Once upon a time there was a Conservative politician from the UK with an ambitious but realistic plan for what is now the European Union.

The politician was Lord (Arthur) Cockfield, in my view the second most significant Tory politician of the 1980s. His proposal was for providing a framework for a single European market by 1992, and it was pretty much achieved within the target period of eight years.

As a member of the European Commission, Cockfield — who died a decade ago this month — produced a white paper in 1985 that put forward a practical and sensible way of achieving a complex task within a set period. That was the sort of thing Tory politicians could once do.

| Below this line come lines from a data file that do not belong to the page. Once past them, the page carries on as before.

Issue #263, opened 2022-01-14
FEATURE - Support use of existing fragments and code for extension creation


cfg74:
_As a **developer**,
I want to **use existing fragments** and code for extension creation,
so that I **can make use of previous efforts**_

### Description

_Creation of extensions shall allow the reuse of existing fragments and code to speed up development._

Reasons for reuse:
1. Copy code from another project
2. Use existing code already in project in case of delete/re-create, undo/redo, today only start from scratch is possible as existing code will be cleared and overwritten
3. Support cases where multiple extension need to share a single fragment or code (e.g. V2 custom columns)

### Technical Design
_What modules need to be created or enhanced?_ 
_How would the functionality be exposed and how can it be consumed?_

### Acceptance Criteria
GivenWhenThen format (https://martinfowler.com/bliki/GivenWhenThen.html)

**Given** I have a ready code snippet / fragment ...
**when** I create a new extension
**then** I can use these existing artifacts or let a fresh one being created

### Notes
@stefanschreck @tobiasqueck 

### Tasks
- [ ] 
- [ ] Unit Tests added
- [ ] Test Cases defined

stefanschreck:
_What modules need to be created or enhanced?_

The current Tory government is now concerned with leaving the EU. It does not have either a plan or objectives. This week it even lost the man who would have been its chief negotiator. Unlike Cockfield’s eight years to put in place the basis for the single market, the government is insisting it can achieve a similarly complex (if negative) task in just two.

In 1985, Cockfield (with the full support of the then commission president Jacques Delors) produced his famous white paper in a matter of weeks, and so sound and thought-through was its content that it was used as a blueprint thereafter. In 2016-17, the entire government has produced nothing other than platitudes and unconvincing excuses for secrecy.

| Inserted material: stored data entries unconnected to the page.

PR #283, opened 2022-01-25
Update pnpm version used and remove double recursive

devinea:
No change set needed as this does no impact released modules.
yml file is easier to read with diff https://github.com/SAP/open-ux-tools/pull/283/files?diff=split&w=1


tobiasqueck (approved):
Thanks, this solves the random build issues I saw in my PR.

unseen1980 (approved):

The UK may have had a Cockfield to put the single market in place, but it certainly does not have one to take the UK out of the EU.

How he went about his task is instructive in two things. The first is how to achieve anything worthwhile in respect of the EU. The second is the nature of the single market, an entity and a concept that is proving problematic in the push towards Brexit.

Cockfield’s genius was to be open and pragmatic. The white paper was an exercise in transparency. What he and the commission were seeking to achieve was in plain sight. Any distrust within member states was dispelled: the point of each proposal and how it cohered with others and with the ultimate objective was set out.

The white paper also emphasised the need for co-operation and, building on the case law of the European Court of Justice, the crucial ingredient of “mutual recognition” of standards and requirements. The commission would avoid grand over-arching legislation in favour of finding out what worked in one member state and seeing if that would be accepted by another state.

Cockfield and the commission did not keep people in the dark and did not seek to achieve the impossible within an unrealistic timetable. In a way, the implementation of the single market was an exercise in confident Anglo-Saxon empiricism.